• **Exercise aim**
The records must be returned word for word.

•••••

PR #390, opened 2023-05-25
feat: simplify user identity storage options/configuration

kevinpagtakhan:
#### 1. Simplify "cookie storage" (better referred to as user identity storage) provider

Most customers would use default configuration with cookies as storage provider for user identity (user id, device id, session id, etc). However, cookie usage is well regulated and should have a simpler configuration interface. This includes opting out of cookies, opting into local storage, opting out of persistence.

Using `cookie` as storage provider for identity storage (note: no diff)

```diff
  amplitude.init(API_KEY);
```

Using `localStorage` as storage provider for identity storage

Pattern 1:
```diff
  amplitude.init(API_KEY, undefined, {
-   disableCookies: true,
+   identityStorage: 'localStorage',
  });
```

Pattern 2:
```diff
- import { LocalStorage } from '@amplitude/analytics-core';
  amplitude.init(API_KEY, undefined, {
-   cookieStorageProvider: new LocalStorage(),
+   identityStorage: 'localStorage',
  });
```

Opting out of cookie and local storage

```diff
- import { MemoryStorage } from '@amplitude/analytics-core';
  amplitude.init(API_KEY, undefined, {
-   cookieStorageProvider: new MemoryStorage(),
+   identityStorage: 'none',
  });
```

#### 2. Simplify "cookie storage" options

For customer using cookie as storage provider for user identity, this provides a simpler and more discoverable way of and managing cookies (expiration, domain, etc).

•••••

• **Result of the exercise**
PR #390, opened 2023-05-25
feat: simplify user identity storage options/configuration

kevinpagtakhan:
#### 1. Simplify "cookie storage" (better referred to as user identity storage) provider

Most customers would use default configuration with cookies as storage provider for user identity (user id, device id, session id, etc). However, cookie usage is well regulated and should have a simpler configuration interface. This includes opting out of cookies, opting into local storage, opting out of persistence.

Using `cookie` as storage provider for identity storage (note: no diff)

```diff
  amplitude.init(API_KEY);
```

Using `localStorage` as storage provider for identity storage

Pattern 1:
```diff
  amplitude.init(API_KEY, undefined, {
-   disableCookies: true,
+   identityStorage: 'localStorage',
  });
```

Pattern 2:
```diff
- import { LocalStorage } from '@amplitude/analytics-core';
  amplitude.init(API_KEY, undefined, {
-   cookieStorageProvider: new LocalStorage(),
+   identityStorage: 'localStorage',
  });
```

Opting out of cookie and local storage

```diff
- import { MemoryStorage } from '@amplitude/analytics-core';
  amplitude.init(API_KEY, undefined, {
-   cookieStorageProvider: new MemoryStorage(),
+   identityStorage: 'none',
  });
```

#### 2. Simplify "cookie storage" options

For customer using cookie as storage provider for user identity, this provides a simpler and more discoverable way of and managing cookies (expiration, domain, etc).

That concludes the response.